Read only the reference that matches the task:

references/official-repro-guidance.md
- Official PyTorch, Albumentations, MLflow, and DVC guidance.
references/agentic-research-patterns.md
- How to adapt karpathy/autoresearch style loops to DS and CV work.
references/improvement-harness-and-oauth-stack.md
- What to reuse from Codex subagents, harness engineering, OpenEvolve, Symphony, Paperclip, and OptiLLM under an OAuth-only rule.
references/openclaw-browser-lane.md
- OpenClaw, CDP, Colab, screenshot, artifact-pull, and timeout patterns.
references/colab-vm-operations.md
- Google Colab GPU management and custom VM lifecycle guidance.
references/kaggle-2026-practices.md
- Current Kaggle platform habits for reproducibility, versioning, and notebook execution.
references/cross-repo-cv-patterns.md
- Generic patterns for benchmark, trainer, and deploy repos split across one program.
references/publication-security.md
- Publication checklist for OpenClaw or ClawHub and leak-prevention rules.
references/runtime-serving-change-gates.md
- How to separate semantic, runtime, and product-surface gates for deployment-shaped releases.

Bundled Scripts

scripts/capture_cv_run_context.py
- Capture a compact git, module, GPU, and experiment-param snapshot.
scripts/init_cv_task_scaffold.py
- Create a reusable research, harness, ablation, agent, plan, journal, and evidence scaffold for a new CV task.
scripts/init_cv_run_card.py
- Create a machine-readable candidate run card for training, benchmark, and promotion evidence.
scripts/init_cv_improvement_harness.py
- Create a machine-readable benchmark, slice, rerun, and auth contract for plateau recovery and score-improvement work.

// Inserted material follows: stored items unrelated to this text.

PR #230, opened 2022-03-29
⭐️ Readiness Probe

### LINKED ISSUE #63: Add health checks to Mondoo Client pods
Current policy only checks for existence of deployment and daemonset. Needs to be extended to check if the containers have started up correctly.

Use Mondoo to scan container runtime logs files for correct startup messages.

Just parse files using awk  and compare . It is cumbersome . Better to include as part of policy.

**Additional context**
Mondoo currently does not allow parsing journalctl files

harshaisgud:
fixes #63

### DIFF
--- a/.github/workflows/e2e.yaml
+++ b/.github/workflows/e2e.yaml
@@ -3,7 +3,7 @@ on:
   pull_request:
   push:
     paths-ignore:
-      - 'docs/**'
+      - "docs/**"
     branches:
       - "main"
     tags: ["v*.*.*"]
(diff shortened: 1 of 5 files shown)


joelddiaz:
@harshaisgud well that took a while, but I believe I see what is happening. The readiness probe runs `mondoo status`, and if you read the output of `mondoo status --help` you see:
```
      --config string      config file (default is $HOME/.config/mondoo/mondoo.yml)
```
In the mondoo client container, $HOME is `/root`, and the actual `mondoo.yml` file lives in `/etc/opt/mondoo/mondoo.yml`. So in the same way that the main process that gets executed in the Deployment as `mondoo serve --config /etc/opt/mondoo/mondoo.yml`, the readiness probe should also specify `--config /etc/opt/mondoo/mondoo.yml`.

Or the alternative is to mount the file into `/root/.config/mondoo/mondoo.yml` and then there would be no need to specify `--config` as the main entrypoint for the container, or for the readiness probe.

harshaisgud:
@joelddiaz Wow. That is an interesting find. But it still does not explain why the readiness probe is successful locally. The containers do go to a ready state locally without adding the path to the config file.

chris-rock:
Adding the path is correct. The question is more why it was even running without the provided path

.github/workflows/e2e.yaml
```diff
@@ -35,15 +38,29 @@ jobs:
...
+          echo "Wait for Operator"
+          kubectl wait --for=condition=Ready pod -l control-plane=controller-manager --namespace mondoo-operator
+          echo "display deployed pods"
+          kubectl describe pods -n mondoo-operator
+          echo "check mondoo status"
+          kubectl exec -q daemonset/mondoo-client --namespace mondoo-operator -- mondoo status
+          kubectl exec -q deployment/mondoo-client --namespace mondoo-operator -- mondoo status 
+          echo "wait for mondoo clients to be ready"
+          kubectl describe pods -n mondoo-operator 
+          kubectl wait --for=condition=Ready pod -l mondoo_cr=mondoo-client --namespace mondoo-operator --timeout=400s
```
chris-rock, line 53: It is important that timeout is longer than the configured PeriodSeconds since https://github.com/kubernetes/kubernetes/blob/047a6b9f861b2cc9dd2eea77da752ac398e7546f/pkg/kubelet/prober/worker.go#L134-L139 will set a runtime sleep time

joelddiaz:
In case someone else comes looking at the history here:
No matter the initialDelaySeconds value, if the kubelet has come up recently (and by "recently" we mean it has been running for less than the periodSeconds value on the probe), there will be a random sleep between 0 and periodSeconds before the probe starts running. With the original long period of 1800 seconds, and the fact that during an e2e run, the cluster has only been up for a moment as it is brought up for the express purpose of running e2e, we were seeing long delays before the Pods were considered Ready.

chris-rock (approved):
Thank you @harshaisgud @joelddiaz for solving that puzzle.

scripts/init_cv_review_dashboard_manifest.py
- Create a machine-readable review dashboard manifest for runtime sweeps, QA runs, benchmark panels, sync targets, and audit surfaces.

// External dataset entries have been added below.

PR #236, opened 2022-03-30
increase olm timeout

joelddiaz:
Seeing timeout messages during e2e of the type:

time="2022-03-30T18:37:24Z" level=fatal msg="Failed to run bundle:
install plan is not available for the subscription
mondoo-operator-v0-2-1-sub: timed out waiting for the condition\n"

The default is 2m0s, so increase to 5m.


joelddiaz:
Tried running e2e steps locally and didn't have any issue. So try increasing timeout to address https://github.com/mondoohq/mondoo-operator/runs/5759513267?check_suite_focus=true#step:8:79

image

PR #241, opened 2022-03-31
WIP: add registry scanning fields for MondooAuditConfig

joelddiaz:
Extend MondooAuditConfig with a 'Registries' section.

It can hold a list of registry names/urls/endpoints that can be used to build a config to pass to the mondoo-client for scanning.
Rather than just a list of strings, each "registry" entry in the list is a distinct struct to allow more easily extending each entry with additional configuration fields in the future (things like scanning only specific repos, adding references to authentication for individual registries, etc).


api/v1alpha1/mondooauditconfig_types.go
```diff
@@ -52,6 +53,17 @@ type Image struct {
...
 
+// ContainerRegistries defines the configuration for container registry scanning.
+type ContainerRegistries struct {
+	Enable     bool       `json:"enable,omitempty"`
+	Registries []Registry `json:"registries,omitempty"`
+}
+
+// Registry holds all the data related to a single container image registry.
+type Registry struct {
+	Registry string `json:"registry"`
```
chris-rock, line 64: We also need to think about credentials. While public registries are great, we need to attach Kubernetes secrets in addition to the registries to be able to reach them.

We can do that in a second iteration.

chris-rock, line 64: We also need to think about credentials. While public registries are great, we need to attach Kubernetes secrets in addition to the registries to be able to reach them.

We can do that in a second iteration.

scripts/init_cv_dataset_manifest.py
- Create a reusable dataset identity manifest for shared CV benchmarks and training runs.
scripts/init_cv_browser_run_card.py
- Create a sanitized browser evidence record for Colab, Kaggle, or other notebook UI runs.

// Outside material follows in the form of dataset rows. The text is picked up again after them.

PR #247, opened 2022-04-05
🧹 Allowed mocking the function for retrieving the container image from a remote registry

### LINKED ISSUE #198: Allow stubbing/mocking out the image/tag fetching for test cases

imilchev:
Fixes #198

### DIFF
--- a/controllers/suite_test.go
+++ b/controllers/suite_test.go
@@ -18,10 +18,15 @@ package controllers
 
 import (
 	"context"
+	"crypto/sha1"
+	"encoding/hex"
 	"path/filepath"
 	"testing"
 	"time"
 
+	"github.com/google/go-containerregistry/pkg/name"
+	v1 "github.com/google/go-containerregistry/pkg/v1"
+	"github.com/google/go-containerregistry/pkg/v1/remote"
 	. "github.com/onsi/ginkgo/v2"
 	. "github.com/onsi/gomega"
 	"github.com/onsi/gomega/gexec"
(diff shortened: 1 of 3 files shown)


controllers/suite_test.go
```diff
@@ -55,6 +60,19 @@ func TestAPIs(t *testing.T) {
 var _ = BeforeSuite(func() {
 	logf.SetLogger(zap.New(zap.WriteTo(GinkgoWriter), zap.UseDevMode(true)))
 
+	// Mock the retrieval of the actual image from the remote registry
+	getRemoteImage = func(ref name.Reference, options ...remote.Option) (*remote.Descriptor, error) {
```
joelddiaz, line 64: Seems so awkward to mock this out for these Gingko-style tests... But it does seem to work.

This kind of mock would also be needed for the non-Gingko-style tests in controlers/webhooks_test.go

imilchev: I will add the mock in the webhook tests as well. Just for traceability I will add what we discussed here.

We concluded that on the long term it will be best if we use the same testing style across all Mondoo projects. Therefore when we expanding the unit tests for the controller, we will gradually move away from Ginko-style tests.

joelddiaz (commented):
👍 LGTM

scripts/init_cv_validation_scorecard.py
- Create a machine-readable pre-training QA scorecard for browser or notebook hypothesis checks.
scripts/render_cv_run_summary.py
- Render a concise markdown release summary from the machine-readable run card with public-release redaction.
scripts/init_cv_artifact_manifest.py
- Create a machine-readable export-bundle manifest for Colab, Kaggle, or VM artifact pulls with redacted public path metadata.
scripts/init_cv_vm_bootstrap_manifest.py
- Create a machine-readable bootstrap manifest for long VM or cluster training runs with public-release command redaction.
scripts/init_cv_promotion_bundle.py
- Create one promotion entry point that joins semantic, runtime, browser, and product-surface evidence.